[[ DATA UNDER STUDY, beginning ]]

PR #80, opened 2016-04-02
Increase buffer size for IO operations.

mkolomeytsev:
https://lists.samba.org/archive/ccache/2016q2/001429.html

### DIFF
--- a/ccache.h
+++ b/ccache.h
@@ -74,6 +74,9 @@ enum stats {
 #define str_eq(s1, s2) (strcmp((s1), (s2)) == 0)
 #define str_startswith(s, p) (strncmp((s), (p), strlen((p))) == 0)
 
+/* buffer size for IO operations */
+#define READ_BUF_SZ (1<<18)
+
 /* ------------------------------------------------------------------------- */
 /* args.c */
 
--- a/hash.c
+++ b/hash.c
@@ -102,7 +102,7 @@ hash_int(struct mdfour *md, int x)
 bool
 hash_fd(struct mdfour *md, int fd)
 {
-	char buf[16384];
+	char buf[READ_BUF_SZ];
 	ssize_t n;
 
 	while ((n = read(fd, buf, sizeof(buf))) != 0) {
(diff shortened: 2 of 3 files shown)


ccache.h
```diff
@@ -74,6 +74,9 @@ enum stats {
 #define str_eq(s1, s2) (strcmp((s1), (s2)) == 0)
 #define str_startswith(s, p) (strncmp((s), (p), strlen((p))) == 0)
 
+/* buffer size for IO operations */
+#define READ_BUF_SZ (1<<18)
```
itensionanders: Maybe use different constants, for hash (old 16K) and copy (old 10K) ?
And maybe also configurable, for different systems / target platforms...

jrosdahl:
@itensionanders: You mentioned some experiments you made in https://lists.samba.org/archive/ccache/2016q2/001431.html. What's your stance on this pull request? Do you think that we should just increase the buffer size to e.g. 256 KiB as suggested by @mkolomeytsev? Or just increase to16 KiB in copy_fd and copy_file? Or do something more fancy?

itensionanders:
Some benchmark would be nice ? I don't have any figures ready, sorry.  But 256K "sounds" big ?
I think the main reason for going from 10K to 16K was to get an even number of 4K pages...

jrosdahl:
> Some benchmark would be nice ? I don't have any figures ready, sorry. But 256K "sounds" big ?

Yes, it sounds big to me too. I'm surprised that it makes such difference for Michael on OSX.

> I think the main reason for going from 10K to 16K was to get an even number of 4K pages...

Yep, that's uncontroversial.

I've now done some benchmarks myself now. On my 64-bit Linux system, I see no performance difference when going from 10 KiB to 16 KiB. However, going from 16 KiB to 32 KiB gives a significant performance increase (≈ 10%). Buffer sizes between 64 KiB and 2 MiB perform the same as 32 KiB for me. 4 MiB is worse again.

I think we can conclude that different systems behave differently, but going for multiple of 4 KiB and at least 32 KiB sounds good.

Related: By using `read` instead of `gzread` for reading uncompressed files increases performance with another ≈30%! I had hoped that `gzread` would have very little overhead for uncompressed files, but apparently not. See also #81.

I'll apply this PR but change the size to 64 KiB for now. I'll also look into refactoring the copy_*/hash_fd functions in spirit of #81.

PR #82, opened 2016-04-22
Make the cleanup limit into a configurable variable

itensionanders:
When doing manual cleanups, it is useful to be able to set the
cleanup limit multiple rather than hardcoding it as 80% always.


jrosdahl:
Sounds good to me. However, I think that we should strive not to add more features to the 3.2 series. Would it be OK to bring this to master instead?

itensionanders:
I'm thinking I actually started this on master, and then chose 3.2 to make it "easier" :-)
Basically I was looking through the old 3.1 stuff, to update... (original was 0405827f2f2185186a95ebc82b9dd8bd6c901f22)

jrosdahl:
@itensionanders: Could you please rebase this to master?

jrosdahl:
Ported and applied on master, now.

[[ DATA UNDER STUDY, end ]]

From the records above, print exactly the lines that run from the line with "Yes, it sounds" to the line with "I've now done", inclusive.

Yes, it sounds big to me too. I'm surprised that it makes such difference for Michael on OSX.

> I think the main reason for going from 10K to 16K was to get an even number of 4K pages...

Yep, that's uncontroversial.

I've now done some benchmarks myself now. On my 64-bit Linux system, I see no performance difference when going from 10 KiB to 16 KiB. However, going from 16 KiB to 32 KiB gives a significant performance increase (≈ 10%). Buffer sizes between 64 KiB and 2 MiB perform the same as 32 KiB for me. 4 MiB is worse again.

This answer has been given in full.